[THE INPUT Boundary: Start]

PR #15114, opened 2020-12-14
[vcpkg registries] support versions

strega-nil:
This PR merges the Registries changes and the versioning changes, so that one can use both at the same time.

There is one major difference between this PR and the RFC (#13590), which is that instead of version files looking like:

```json
[
  ...
]
```

version files look like:

```
{
  "versions": [
    ...
  ]
}
```

this is to support interop between this PR and existing demos and the like;
fixing this, along with perhaps renaming `port_versions` to `port-versions` should be done after this is merged,
should be a trivial change.

This is the first PR resulting from splitting #15054 into multiple PRs.

The e2e tests for filesystem registries will come in the git registries PR, since there's already test code written for that.


toolsrc/src/vcpkg/base/files.cpp
```diff
@@ -1192,7 +1192,7 @@ namespace vcpkg::Files
             {
             }
 
-#if defined(WIN32)
+#if defined(_WIN32)
```
strega-nil, line 1195: drive-by fix.

toolsrc/src/vcpkg/base/files.cpp
```diff
@@ -1228,7 +1228,7 @@ namespace vcpkg::Files
                 ec.clear();
                 if (fd == -1)
                 {
-                    fd = ::open(native.c_str(), 0);
+                    fd = ::open(native.c_str(), O_RDWR | O_CREAT, S_IRUSR | S_IWUSR | S_IRGRP | S_IROTH);
```
strega-nil, line 1231: This allows `::open` to create a file that doesn't already exist.

toolsrc/src/vcpkg/versiondeserializers.cpp
```diff
@@ -21,6 +21,7 @@ namespace
 
         Optional<std::string> visit_string(Json::Reader& r, StringView sv) override
         {
+            (void)GIT_TREE;
```
strega-nil, line 24:
```suggestion
```

toolsrc/src/vcpkg/vcpkgpaths.cpp
```diff
@@ -222,7 +233,12 @@ namespace vcpkg
             fs::path m_manifest_path;
             Configuration m_config;
 
+            fs::path m_registries_path;
+
             FeatureFlagSettings m_ff_settings;
+
+            fs::path registries_work_tree_dir() const { return m_registries_path / fs::u8path("git"); }
+            fs::path registries_dot_git_dir() const { return registries_work_tree_dir() / fs::u8path(".git"); }
```
strega-nil, line 241: These lines should be removed.

toolsrc/src/vcpkg/registries.cpp
```diff
@@ -16,350 +18,715 @@ namespace
...
+        return std::move(res);
+    }
 
     View<StringView> RegistryDeserializer::valid_fields() const
     {
         static const StringView t[] = {
             RegistryImplDeserializer::KIND,
+            RegistryImplDeserializer::BASELINE,
             RegistryImplDeserializer::PATH,
+            RegistryImplDeserializer::REPO,
```
strega-nil, line 721: Should be deleted.

strega-nil (commented):
These are the things I noticed and am fixing now, along with some notes.

toolsrc/src/vcpkg/portfileprovider.cpp
```diff
@@ -95,21 +86,25 @@ namespace vcpkg::PortFileProvider
...
                 auto maybe_scf = Paragraphs::try_load_port(fs, ports_dir);
-                if (auto scf = maybe_scf.get())
+                if (auto scfp = maybe_scf.get())
                 {
-                    if (scf->get()->core_paragraph->name == spec)
+                    auto& scf = *scfp;
+                    if (scf->core_paragraph->name == spec)
                     {
-                        return SourceControlFileLocation{std::move(*scf), ports_dir};
+                        auto res = std::make_unique<OverlayRegistryEntry>();
```
BillyONeal, line 104: This somewhat suggests a missing ctor of `OverlayRegistryEntry` since it's doing the usual "create + assign over" antipattern.

BillyONeal: Ditto below.

toolsrc/include/vcpkg/registries.h
```diff
@@ -17,40 +18,46 @@ namespace vcpkg
...
         // requires: static_cast<bool>(implementation)
-        Registry(std::vector<std::string>&& packages, std::unique_ptr<RegistryImpl>&& implementation);
+        Registry(std::vector<std::string>&& packages, std::unique_ptr<RegistryImplementation>&& implementation);
 
         Registry(std::vector<std::string>&&, std::nullptr_t) = delete;
 
         // always ordered lexicographically
         View<std::string> packages() const { return packages_; }
-        const RegistryImpl& implementation() const { return *implementation_; }
+        const RegistryImplementation& implementation() const { return *implementation_; }
```
BillyONeal, line 52: I think it would be a better design for `Registry` to replicate any function call that someone would call `implementation()` over for law-of-demeter reasons.

(That said this is preexisting in this PR so no change necessarily requested)

toolsrc/src/vcpkg/registries.cpp
```diff
@@ -16,341 +18,693 @@ namespace
...
-            for (std::size_t idx = 0; idx < arr.size(); ++idx)
+            for (auto file : fs::directory_iterator(super_directory))
             {
-                r.visit_at_index(
-                    arr[idx], static_cast<int64_t>(idx), buffer, FilesystemVersionEntryDeserializer::instance);
-
-                auto it = res.versions.lower_bound(buffer.first);
-                if (it == res.versions.end() || it->first != buffer.first)
+                auto filename = fs::u8string(file.path().filename());
+                if (Strings::ends_with(filename, ".json"))
```
BillyONeal, line 178: Consider `if (!condition) { continue; }` to reduce extreme indenting (like 169)

toolsrc/src/vcpkg/registries.cpp
```diff
@@ -16,341 +18,693 @@ namespace
...
+                std::make_unique<BuiltinRegistryEntry>(std::make_unique<GitRegistryEntry>(port_name.to_string()));
+            auto gre = res->git_entry.get();
+            for (auto&& version_entry : version_entries)
+            {
+                gre->port_versions.push_back(version_entry.version);
+                gre->git_trees.push_back(version_entry.git_tree);
+            }
             return res;
         }
+        else
```
BillyONeal, line 216: Delete else due to preceeding return?

toolsrc/src/vcpkg/registries.cpp
```diff
@@ -16,341 +18,693 @@ namespace
...
+            // Fall back to current available version
+            auto port_directory = paths.builtin_ports_directory() / fs::u8path(port_name);
+            if (paths.get_filesystem().exists(port_directory))
+            {
+                auto found_scf = Paragraphs::try_load_port(paths.get_filesystem(), port_directory);
+                if (auto scfp = found_scf.get())
+                {
+                    auto& scf = *scfp;
+                    auto maybe_error = scf->check_against_feature_flags(port_directory, paths.get_feature_flags());
+                    if (maybe_error)
```
BillyONeal, line 227: Add {}s

toolsrc/src/vcpkg/registries.cpp
```diff
@@ -16,341 +18,693 @@ namespace
...
+                {
+                    Checks::exit_with_message(VCPKG_LINE_INFO, res_baseline.error());
+                }
+                opt_baseline = res_baseline.get();
+                if (auto p = opt_baseline->get())
                 {
-                    return std::make_unique<FilesystemEntry>(std::move(*pentry));
+                    return std::move(*p);
                 }
                 else
```
BillyONeal, line 290: Delete else due to preceeding return?

toolsrc/src/vcpkg/registries.cpp
```diff
@@ -16,341 +18,693 @@ namespace
...
+            {
+                Checks::exit_with_message(
+                    VCPKG_LINE_INFO,
+                    "Couldn't find explicitly specified baseline `\"default\"` in the baseline file.",
+                    m_baseline_identifier);
+            }
+
+            // attempt to check out the baseline:
+            auto maybe_path = get_git_baseline_json_path(paths, m_baseline_identifier);
+            if (auto path_to_git_baseline = maybe_path.get())
```
BillyONeal, line 278: Maybe flip this and delete the else for less indents?

toolsrc/src/vcpkg/registries.cpp
```diff
@@ -16,341 +18,693 @@ namespace
...
 
-    struct FilesystemRegistry final : RegistryImpl
+    Optional<VersionT> BuiltinRegistry::get_baseline_version(const VcpkgPaths& paths, StringView port_name) const
     {
-        std::unique_ptr<RegistryEntry> get_port_entry(const VcpkgPaths& paths, StringView port_name) const override
-        {
-            const auto& fs = paths.get_filesystem();
-            auto entry_path = this->path_to_port_entry(paths, port_name);
-            if (!fs.exists(entry_path))
+        const auto& baseline = m_baseline.get([this, &paths]() -> Baseline {
```
BillyONeal, line 249: I'm really not a fan of lambdas that are so long they don't fit on a screen because it makes figuring out what `return` means therein somewhat obscure. Can this be made a named member `const Baseline& BuiltinRegistry::populate_baseline(const VcpkgPaths&)` or similar?

toolsrc/src/vcpkg/registries.cpp
```diff
@@ -16,341 +18,693 @@ namespace
...
+                Checks::exit_with_message(VCPKG_LINE_INFO, res_baseline.error());
+            }
+        });
+
+        auto it = baseline.find(port_name);
+        if (it != baseline.end())
+        {
+            return it->second;
+        }
+        else
```
BillyONeal, line 382: Delete else due to included return?

toolsrc/src/vcpkg/registries.cpp
```diff
@@ -375,9 +729,163 @@ namespace vcpkg
...
+
+        auto versions_file_path = port_versions / relative_path_to_versions(port_name);
+
+        if (!fs.exists(versions_file_path))
+        {
+            return Strings::format("Couldn't find the versions database file: %s", fs::u8string(versions_file_path));
+        }
+
+        auto maybe_contents = fs.read_contents(versions_file_path);
+        if (auto contents = maybe_contents.get())
```
BillyONeal, line 760: Flip and delete else for -1 indent?

BillyONeal (commented):
I feel bad that I don't have substantial code review comments, because most of this is parsing code etc. and I don't think humans in general are very good at reviewing that without debugging through examples or having complete test coverage.

I do think this needs some tests before it is merged. (I don't if versions had test coverage but had I been around to review that I'd probably have made the same comment :/ )

toolsrc/include/vcpkg/base/files.h
```diff
@@ -236,6 +236,7 @@ namespace vcpkg::Files
         void current_path(const fs::path& path, LineInfo li);
 
         // waits forever for the file lock
+        // creates a non-existent file
```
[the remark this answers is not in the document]
strega-nil: It is attempting to say "if you pass a path that doesn't exist, this function creates that file and locks it."

toolsrc/include/vcpkg/base/jsonreader.h
```diff
@@ -75,13 +75,13 @@ namespace vcpkg::Json
         };
         std::vector<Path> m_path;
 
+    public:
```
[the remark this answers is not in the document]
strega-nil: Probably, but this is a small change to just allow a single additional public member.

toolsrc/src/vcpkg/install.cpp
```diff
@@ -839,17 +841,12 @@ namespace vcpkg::Install
...
-                    }
-                    else
-                    {
-                        return std::make_unique<PortFileProvider::BaselineProvider>(paths);
-                    }
-                }();
+                auto baseprovider = std::make_unique<PortFileProvider::BaselineProvider>(paths);
+                if (auto p_baseline = manifest_scf.core_paragraph->extra_info.get("$x-default-baseline"))
+                {
+                    paths.get_configuration().registry_set.experimental_set_builtin_registry_baseline(
```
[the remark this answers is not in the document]
strega-nil: Yes. This function will be removed, and it's important to say so, I think.

toolsrc/include/vcpkg/base/files.h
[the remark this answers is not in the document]
BillyONeal: See I interpreted this as "it is an error if the file exists" because "non-existent" file looks like a precondition.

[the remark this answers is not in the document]
strega-nil: mmh, I'll reword the comment.

ras0219-msft (commented):
Review still in progress (portfileprovider.cpp:299)

toolsrc/include/vcpkg/configuration.h
```diff
@@ -13,4 +17,7 @@ namespace vcpkg
         // taken care of in RegistrySet.
         RegistrySet registry_set;
     };
+
+    std::unique_ptr<Json::IDeserializer<Configuration>> make_configuration_deserializer(
+        const VcpkgCmdArguments& args, const fs::path& config_directory);
```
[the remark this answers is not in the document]
strega-nil: This is extremely hard to actually implement.

toolsrc/include/vcpkg/registries.h
```diff
@@ -17,40 +19,46 @@ namespace vcpkg
 {
     struct RegistryEntry
     {
-        // returns fs::path() if version doesn't exist
-        virtual fs::path get_port_directory(const VcpkgPaths& paths, const VersionT& version) const = 0;
+        virtual View<VersionT> get_port_versions() const = 0;
+
+        // precondition: version \in get_port_versions(). Otherwise, this function asserts.
```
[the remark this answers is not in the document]
strega-nil: This is actually how it works in the implementation, fwiw.

BillyONeal (approved):
I still would really like to see unit level tests for any parsing code that aren't present here.

toolsrc/src/vcpkg-test/registries.cpp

[THE INPUT Boundary: End]

EXERCISE INSTRUCTIONS
Look through the entries above; find each line with the word "VersionT" and copy it.

FINAL ANSWER
+    Optional<VersionT> BuiltinRegistry::get_baseline_version(const VcpkgPaths& paths, StringView port_name) const
-        virtual fs::path get_port_directory(const VcpkgPaths& paths, const VersionT& version) const = 0;
+        virtual View<VersionT> get_port_versions() const = 0;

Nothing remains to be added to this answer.